• Stored data entries

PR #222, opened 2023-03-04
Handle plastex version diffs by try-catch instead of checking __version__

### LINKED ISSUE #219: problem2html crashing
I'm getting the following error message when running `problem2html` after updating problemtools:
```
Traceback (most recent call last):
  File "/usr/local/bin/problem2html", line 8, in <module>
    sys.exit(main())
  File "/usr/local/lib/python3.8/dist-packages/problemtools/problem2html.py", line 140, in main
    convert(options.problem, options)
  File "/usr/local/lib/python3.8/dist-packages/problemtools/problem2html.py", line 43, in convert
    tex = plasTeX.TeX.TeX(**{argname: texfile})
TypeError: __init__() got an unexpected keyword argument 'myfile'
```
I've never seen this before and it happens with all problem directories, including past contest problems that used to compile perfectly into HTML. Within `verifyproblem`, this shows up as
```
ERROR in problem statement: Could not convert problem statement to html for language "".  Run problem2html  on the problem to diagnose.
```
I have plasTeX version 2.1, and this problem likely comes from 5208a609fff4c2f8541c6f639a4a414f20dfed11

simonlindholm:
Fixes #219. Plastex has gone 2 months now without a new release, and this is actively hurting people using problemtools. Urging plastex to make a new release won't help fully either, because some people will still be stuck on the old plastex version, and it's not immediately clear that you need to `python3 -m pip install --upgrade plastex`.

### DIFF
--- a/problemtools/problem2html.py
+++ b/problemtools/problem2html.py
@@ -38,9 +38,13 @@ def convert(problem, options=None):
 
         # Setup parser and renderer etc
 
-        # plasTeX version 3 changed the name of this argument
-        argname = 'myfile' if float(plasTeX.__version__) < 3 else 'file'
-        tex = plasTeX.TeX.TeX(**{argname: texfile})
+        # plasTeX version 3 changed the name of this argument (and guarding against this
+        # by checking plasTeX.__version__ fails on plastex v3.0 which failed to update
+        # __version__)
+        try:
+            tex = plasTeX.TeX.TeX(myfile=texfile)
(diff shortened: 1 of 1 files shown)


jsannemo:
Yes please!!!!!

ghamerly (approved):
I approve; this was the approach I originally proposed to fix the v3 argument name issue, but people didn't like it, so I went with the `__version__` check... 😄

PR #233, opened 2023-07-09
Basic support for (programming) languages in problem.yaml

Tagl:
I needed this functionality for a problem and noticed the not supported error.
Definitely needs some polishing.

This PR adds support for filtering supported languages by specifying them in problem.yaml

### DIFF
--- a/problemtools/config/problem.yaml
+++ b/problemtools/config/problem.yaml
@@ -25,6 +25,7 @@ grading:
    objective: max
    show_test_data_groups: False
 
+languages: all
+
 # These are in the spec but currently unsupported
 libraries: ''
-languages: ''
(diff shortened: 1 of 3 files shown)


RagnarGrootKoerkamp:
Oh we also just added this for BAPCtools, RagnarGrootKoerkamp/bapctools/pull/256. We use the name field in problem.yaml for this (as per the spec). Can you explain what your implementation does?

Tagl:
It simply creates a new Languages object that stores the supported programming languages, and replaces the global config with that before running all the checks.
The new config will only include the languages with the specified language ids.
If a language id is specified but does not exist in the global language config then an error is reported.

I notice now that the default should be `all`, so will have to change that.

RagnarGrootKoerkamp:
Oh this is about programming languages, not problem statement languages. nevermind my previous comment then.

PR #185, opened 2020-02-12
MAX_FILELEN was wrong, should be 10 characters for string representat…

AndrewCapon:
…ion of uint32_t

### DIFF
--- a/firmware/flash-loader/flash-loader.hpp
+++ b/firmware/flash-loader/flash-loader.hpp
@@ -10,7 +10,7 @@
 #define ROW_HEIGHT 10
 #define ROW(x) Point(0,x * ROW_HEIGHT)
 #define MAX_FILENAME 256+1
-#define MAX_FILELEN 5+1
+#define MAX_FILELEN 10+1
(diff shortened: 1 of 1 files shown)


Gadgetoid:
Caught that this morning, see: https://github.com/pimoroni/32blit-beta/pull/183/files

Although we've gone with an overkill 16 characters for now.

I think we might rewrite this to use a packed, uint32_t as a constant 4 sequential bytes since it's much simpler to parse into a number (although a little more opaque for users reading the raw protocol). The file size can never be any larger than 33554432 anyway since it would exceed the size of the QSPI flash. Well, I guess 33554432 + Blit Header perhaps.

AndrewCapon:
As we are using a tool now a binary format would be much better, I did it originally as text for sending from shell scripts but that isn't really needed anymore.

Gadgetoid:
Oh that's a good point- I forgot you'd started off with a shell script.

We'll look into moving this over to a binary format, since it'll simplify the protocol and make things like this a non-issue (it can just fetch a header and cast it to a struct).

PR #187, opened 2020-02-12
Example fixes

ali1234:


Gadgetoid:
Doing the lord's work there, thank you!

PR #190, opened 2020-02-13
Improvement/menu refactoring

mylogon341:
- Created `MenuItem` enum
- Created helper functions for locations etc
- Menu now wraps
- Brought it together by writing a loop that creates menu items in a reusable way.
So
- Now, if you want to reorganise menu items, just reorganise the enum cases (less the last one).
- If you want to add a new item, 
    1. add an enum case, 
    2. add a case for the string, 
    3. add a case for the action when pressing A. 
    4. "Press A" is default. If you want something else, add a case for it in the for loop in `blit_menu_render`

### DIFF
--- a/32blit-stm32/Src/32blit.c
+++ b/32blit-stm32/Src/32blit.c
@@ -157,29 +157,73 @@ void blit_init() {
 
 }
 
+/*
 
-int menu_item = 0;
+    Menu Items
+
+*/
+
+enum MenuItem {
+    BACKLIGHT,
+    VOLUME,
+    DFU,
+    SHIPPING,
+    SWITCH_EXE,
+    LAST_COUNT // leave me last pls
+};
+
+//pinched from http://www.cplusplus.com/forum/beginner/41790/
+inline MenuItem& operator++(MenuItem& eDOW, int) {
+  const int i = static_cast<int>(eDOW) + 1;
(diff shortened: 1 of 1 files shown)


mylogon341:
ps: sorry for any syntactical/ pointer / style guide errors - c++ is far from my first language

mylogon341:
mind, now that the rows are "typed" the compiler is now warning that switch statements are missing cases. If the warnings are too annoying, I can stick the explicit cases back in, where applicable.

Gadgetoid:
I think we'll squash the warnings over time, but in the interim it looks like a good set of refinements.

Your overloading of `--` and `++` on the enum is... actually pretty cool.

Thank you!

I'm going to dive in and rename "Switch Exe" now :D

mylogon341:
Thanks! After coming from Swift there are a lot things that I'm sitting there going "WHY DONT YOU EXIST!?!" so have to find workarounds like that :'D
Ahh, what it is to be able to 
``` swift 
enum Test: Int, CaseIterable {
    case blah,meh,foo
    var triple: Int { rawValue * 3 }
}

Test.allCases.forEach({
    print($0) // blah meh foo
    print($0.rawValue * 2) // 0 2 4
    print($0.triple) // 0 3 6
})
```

• Goal of the exercise
Restate word for word the lines above, beginning at the first one and ending at the line that carries "# Setup parser and renderer etc".

• Written answer
PR #222, opened 2023-03-04
Handle plastex version diffs by try-catch instead of checking __version__

### LINKED ISSUE #219: problem2html crashing
I'm getting the following error message when running `problem2html` after updating problemtools:
```
Traceback (most recent call last):
  File "/usr/local/bin/problem2html", line 8, in <module>
    sys.exit(main())
  File "/usr/local/lib/python3.8/dist-packages/problemtools/problem2html.py", line 140, in main
    convert(options.problem, options)
  File "/usr/local/lib/python3.8/dist-packages/problemtools/problem2html.py", line 43, in convert
    tex = plasTeX.TeX.TeX(**{argname: texfile})
TypeError: __init__() got an unexpected keyword argument 'myfile'
```
I've never seen this before and it happens with all problem directories, including past contest problems that used to compile perfectly into HTML. Within `verifyproblem`, this shows up as
```
ERROR in problem statement: Could not convert problem statement to html for language "".  Run problem2html  on the problem to diagnose.
```
I have plasTeX version 2.1, and this problem likely comes from 5208a609fff4c2f8541c6f639a4a414f20dfed11

simonlindholm:
Fixes #219. Plastex has gone 2 months now without a new release, and this is actively hurting people using problemtools. Urging plastex to make a new release won't help fully either, because some people will still be stuck on the old plastex version, and it's not immediately clear that you need to `python3 -m pip install --upgrade plastex`.

### DIFF
--- a/problemtools/problem2html.py
+++ b/problemtools/problem2html.py
@@ -38,9 +38,13 @@ def convert(problem, options=None):
 
         # Setup parser and renderer etc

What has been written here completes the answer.